The requirements of order and discipline were the main conditions of the monastic community, suggesting the complete obedience of the monks, their unconditional subordination to the authority of the mentor. If Nil Sorsky put the tasks of internal improvement in the first place, then Joseph Volotsky was dominated by orientations towards purely external perfection, understood by him as following disciplinary requirements.

In Joseph's view, "the ideal of community life is not a small group of brothers freely united by prayer and love (as with St. Nil), but a disciplined detachment of spiritual fighters fighting sin under the guidance of an experienced leader. As in a detachment of warriors, all the behavior of monks was regulated in the most precise way Even in the refectory, even in the church, everyone was bound by a charter that indicated to each a certain place: even the doors through which to enter and through which to exit were indicated in a special article ... A monastery should be a precisely organized society, where rights and obligations are evenly The exception is made only for monks experienced in monastic life, but they are also obliged to obey those general rules of life, according to which no one owns his own will. more exact fulfillment of all his prescriptions, he is sure that this is enough and that external splendor, being the result of a common and at the same time conscious effort, will itself lead to the perfection of the inner life. Between the one and the other there is a complete correspondence and interaction. According to Joseph, a monk who is constantly engaged in common prayer or work cannot deviate from the true path, because he has no time to indulge in harmful thoughts, nor to carry them out ... Joseph's ideas turned out to be very vital, but this does not prove absolutely anything about their intrinsic value. For them - the discipline needed everywhere, and in Russia in particular, organization and order.
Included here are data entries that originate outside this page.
PR #371, opened 2018-12-14
TEST: TOL=0.05 may be too strict

yueguoguo:
### Description
Change TOL in smoke test.

### Motivation and Context
Rel tol of 0.05 is too strict, which cannot tolerate the randomness of the calculated metric values. So it has been changed to 0.1. 

### Releated Issues
#369 

### Checklist:

- [x] My code follows the code style of this project, as detailed in our [contribution guidelines](../CONTRIBUTING).
- [x] I have added tests.
- [x] I have updated the documentation accordingly.

PR #376, opened 2018-12-17
Fix pyspark tests

gramhagen:
### Description
- Updates to pyspark notebook 
  - set seed value for ALS
  - update displayed values for new seed
- Updates to smoke test for pyspark notebook
  - using updated values from above
- Updates to integration test for pyspark notebook
  - dropping 10m, and 20m tests, updating values based on seed used above

### Motivation and Context
Fix failing smoke / integration tests and nightly pyspark staging builds
This removes variability introduced during ALS training to make tests work better
Additionally it reduces the size of tests to ensure integration tests can complete in a timely fashion
Addresses #369 

### Releated Issues
Should replace #370 and #371 

### Checklist:

- [x] I have added tests.

### DIFF
--- a/notebooks/00_quick_start/als_pyspark_movielens.ipynb
+++ b/notebooks/00_quick_start/als_pyspark_movielens.ipynb
@@ -13,7 +13,7 @@
   },
   {
    "cell_type": "code",
-   "execution_count": 1,
+   "execution_count": 19,
    "metadata": {},
    "outputs": [
     {
@@ -57,7 +57,7 @@
   },
   {
    "cell_type": "code",
-   "execution_count": 2,
+   "execution_count": 20,
    "metadata": {
     "tags": [
      "parameters"
@@ -83,7 +83,7 @@
   },
   {
    "cell_type": "code",
-   "execution_count": 3,
+   "execution_count": 21,
    "metadata": {},
    "outputs": [],
    "source": [
@@ -101,7 +101,7 @@
   },
   {
    "cell_type": "code",
-   "execution_count": 4,
+   "execution_count": 22,
    "metadata": {},
    "outputs": [
     {
@@ -161,7 +161,7 @@
   },
   {
    "cell_type": "code",
-   "execution_count": 5,
+   "execution_count": 23,
    "metadata": {},
    "outputs": [
     {
@@ -190,7 +190,7 @@
   },
   {
    "cell_type": "code",
-   "execution_count": 6,
+   "execution_count": 24,
    "metadata": {},
    "outputs": [],
    "source": [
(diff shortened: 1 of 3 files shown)


notebooks/00_quick_start/als_pyspark_movielens.ipynb
```diff
@@ -222,7 +223,7 @@
      "name": "stdout",
      "output_type": "stream",
      "text": [
-      "Took 3.917855978012085 seconds for training.\n"
+      "Took 1.6378734111785889 seconds for training.\n"
```
yueguoguo: This is dependent on the VM we use for running the notebook. Do we want to add information to make it more clear?

gramhagen: Sure I can add something above this

tests/integration/test_notebooks_pyspark.py
```diff
@@ -1,50 +1,34 @@
...
-    result_rmse = df.loc[df["name"] == "rmse", "value"].values[0]
-    assert result_rmse == pytest.approx(result_list[4], TOL)
-    result_mae = df.loc[df["name"] == "mae", "value"].values[0]
-    assert result_mae == pytest.approx(result_list[5], TOL)
-    result_exp_var = df.loc[df["name"] == "exp_var", "value"].values[0]
-    assert result_exp_var == pytest.approx(result_list[6], TOL)
-    result_rsquared = df.loc[df["name"] == "rsquared", "value"].values[0]
-    assert result_rsquared == pytest.approx(result_list[7], TOL)
+    results = nb.dataframe.set_index("name")["value"]
+    start_or_get_spark("ALS PySpark").stop()
```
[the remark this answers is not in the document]
gramhagen: I chose to put it here to avoid inadvertently closing the session when using the notebook. If you run all cells and then want to fiddle with something in the notebook you won't be able to. But if we just manage it in the test framework we can avoid that. It's not ideal but I think this is the safest way to use it.

Is there a way to have a cell that only executes if the notebook is under test?

anargyri:
I checked the history of the integration test and TOL = 0.5 goes back to November 1. So, there have been many changes in the notebook since, and the integration tests were meaningless. since you are at it, it is a good opportunity to change also the other test files that have TOL = 0.5. I found the following:
integration/test_notebooks_python.py
smoke/test_notebooks_pyspark.py (it is 0.1)
smoke/test_notebooks_python.py

yueguoguo:
@anargyri probably we do another PR so that this one can resolve the immediate problem. What do you think?

anargyri:
It looks like @gramhagen changed all the occurrences of TOL = 0.5. The unit tests passed; Scott could you check too that smoke and integration tests work (and if not to change the assert statements as appropriate)?

gramhagen:
@anargyri smoke and integration tests pass for normal and spark setups, so I think we're good to go

https://msdata.visualstudio.com/AlgorithmsAndDataScience/_build/results?buildId=2053258
https://msdata.visualstudio.com/AlgorithmsAndDataScience/_build/results?buildId=2053344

Their main drawback is that they are not engaged in the education of souls, but in their training. The monk they create is the "standard type". The Josephite school will produce many bishops who will saturate the official Russian Church with their spirit. She will hardly give saints: exactly two" 5.

The imperious abbot divided all the monks into three categories. Those who belonged to the lowest category were used for the most difficult, "black" work and received only bread, shabby clothes and bast shoes. Monks of the second rank had hot food, wore a cassock, and in winter a fur coat and leather shoes. The highest rank allowed the monk to have two sets of clothes, to receive fish food and rolls. Those who were weak in body and spirit could not stand such a harsh order and ran away from the monastery. But the rest, who withstood all the tests, formed a single whole and showed amazing stamina in any tests.

Among the characteristic features of the religious and social thinking of Joseph, which determined his church-social, pastoral and writing activities, the appeal to fear as the main religious-psychological regulator of the monk’s relationship with God, the monastic authorities and the highest church hierarchs should be put in the first place.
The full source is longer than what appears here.